I'm in an accelerated program and never had more than like 200 pages per week to read for one class (and that's a lot). But a lot of it is reviews of a&p, or charts, or diagrams--so it's not 200 pages of solid reading.
Our school uses the ATI books to reinforce the material they teach. They simplify everything and outline it and are wonderful as a quick reference. Saunders questions get you in the mindframe that the instructors are looking for when they are testing. Pay attention in class and note which things the instructor are stressing and make sure you know those. It will get easier as the semester goes on because you will begin to apply the info you are learning and that alone will help you remember it. Good luck!
This is for Nursing Funds, yes?
Mine was the same way, and I'd say only about a third of the material was outlined in our notes or tested. Until we started basics of systems and clinical information, I used the study guide to outline important concepts and review questions to breeze through the immense readings, (and yes, I did very well.)
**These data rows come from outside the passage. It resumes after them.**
PR #633, opened 2018-02-20
Multiple-key signing

### LINKED ISSUE #620: Allow multiple signers
## Description

Currently only single signer's key/userid may be specified. 
CLI should be extended to allow multiple `--userid` parameters.

ni4:
This PR allows to stack `-u/--user` CLI parameters to sign/clearsign/detached sign file with multiple keys. Includes CLI test case.

Next PR, built on top of this and #619 , will allow encrypt-and-sign.

Fixes #620

### DIFF
--- a/src/librepgp/stream-write.c
+++ b/src/librepgp/stream-write.c
@@ -1321,10 +1321,11 @@ signed_dst_finish(pgp_dest_t *dst)
 {
     rnp_result_t             ret;
     pgp_dest_signed_param_t *param = dst->param;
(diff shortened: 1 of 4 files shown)


ronaldtse:
Looking at the code involved perhaps we should start considering some refactoring; some of the code seem too deeply branched under loops and if/else.

ni4:
@ronaldtse Agree. Added #635, will get to it at some point.

ronaldtse:
@dewyatt @henrydcase could we get one more approval and merge? Thanks!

Studying for this last semester and NCLEX now, I can say that not reading all 700 pages has not come back to bite me. *chuckles
Best,
Southern
smilesmakeitbetter
3 Posts
First it sounds like we may attend the same school. I am starting my 3rd semester OB PEDS and Psyc and during my Fundamentals course i also had 3 other classes. My advice to you is skip all the first chapters in the assigned reading its usually review A&P you can check to make sure. If you paid attention in this class you dont need to recover this meterial. Also for this section you need to keep in mind that there not going to test you on the content of these chapters there going to be asking questions about how to apply this knowlege in a clinical setting. There was very few questions about what is this or that. Just try to learn / keep in mind what order you would do or evaluate things. ABCs the famous order. If your teacher has power points print them and take notes on them most of the things that are extra that you write down will be on the test in some way. If you can record your lectures so you can go back and recover anything that you may have questions about 85% of the questions will most likely come from the content of the PPs and verbal lecture. I have also made a point to make sure to read ALL the colored boxes in the chapters most teachers make about 50% questions from this content. Last semester i passed by mostly just the lectures, PPs, and these boxes. Hope this helps to ease your mind or at least give you an idea of what content to concetrate on.